With their new artificial intelligence, Cowley’s team discovered that the fruit fly brain uses a “population code” to process visual data. Instead of a single type of neuron linking each visual feature to a single action, as previously assumed, many combinations of neurons were required to sculpt behavior.

A diagram of these neural pathways looks like an incredibly complex subway map and would take years to decipher. Still, it gets us where we need to go. This allows Cowley’s AI to predict how a fruit fly will behave in real life when presented with visual stimuli.

Does this mean AI can one day predict human behavior? Not so fast. The brain of a fruit fly contains about 100,000 neurons. The human brain has almost 100 billion.

“That’s the fruit fly situation. You can imagine what our visual system is like,” says Cowley, referring to the subway map.

Still, Cowley hopes his AI model will one day help us decode the computations that underlie the human visual system.

“It will be decades of work. But if we can figure that out, we’re ahead of the game,” says Cowley. “Through learning [fly] computations, we can build a better artificial visual system. More importantly, we will understand the disorders of the visual system in much more detail.

How much better? You’ll have to see it to believe it.

About this AI and neuroscience research news

Author: Sara Giarnieri
source: CSHL
Contact:Sara Giarnieri – CSHL
Image: Image credit: Neuroscience News

Original Research: Free access.
“Mapping Model Units to Visual Neurons Reveals the Population Code for Social Behavior” by Benjamin Cowley et al. Nature


Summary

Mapping pattern units to visual neurons reveals the population code for social behavior

The rich variety of behaviors observed in animals arises through the interplay between sensory processing and motor control. To understand these sensorimotor transformations, it is useful to build models that predict not only neuronal responses to sensory input, but also how each neuron causally contributes to behavior.

Here, we demonstrate a novel modeling approach to identify one-to-one mappings between internal units in a deep neural network and real neurons by predicting the behavioral changes that arise from systematic perturbations of more than a dozen neuronal cell types.

A key ingredient we introduce is “knockout learning,” which involves perturbing the network during training to match the perturbations of real neurons during behavioral experiments.

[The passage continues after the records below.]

PR #647, opened 2017-11-13
Update list item styling

cmc333333:
This should resolve the elements on #600 by tweaking the list item styles and replacing the bullet marker in the source XML.

## Bullets
screen shot 2017-11-13 at 1 31 49 pm

## Small screen
screen shot 2017-11-13 at 1 31 32 pm

## Large screen
screen shot 2017-11-13 at 1 31 17 pm

### DIFF
--- a/api/example_docs/m_16_19_1.xml
+++ b/api/example_docs/m_16_19_1.xml
@@ -261,7 +261,7 @@
             community
           </footnote>
           <list>
-            <listitem marker="•">
+            <listitem marker="●">
               <para>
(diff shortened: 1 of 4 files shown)


cmc333333:
Thanks @micahtaylor and @rememberlenny. I'll rebase and merge.

@rememberlenny I hoped we could avoid too much inspection of the data when determining which styles to use. If we make all `list-item-marker`s bigger, for example, we'll harm the numbered and lettered lists.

We apply this approach to modeling the sensorimotor transformations of Drosophila melanogaster males during complex, visually guided social behavior.

Visual projection neurons at the interface between the optic lobe and the midbrain form a set of discrete channels, and previous work has shown that each channel encodes a specific visual feature to drive certain behaviors.

Our model reaches a different conclusion: combinations of visual projection neurons, including those involved in nonsocial behavior, drive male interactions with females, forming a rich population code for behavior.

Overall, our framework consolidates the behavioral effects elicited by different neural perturbations into a single, unified model, providing a map from stimulus to neural cell type to behavior and enabling future incorporation of brain electrical circuitry into the model.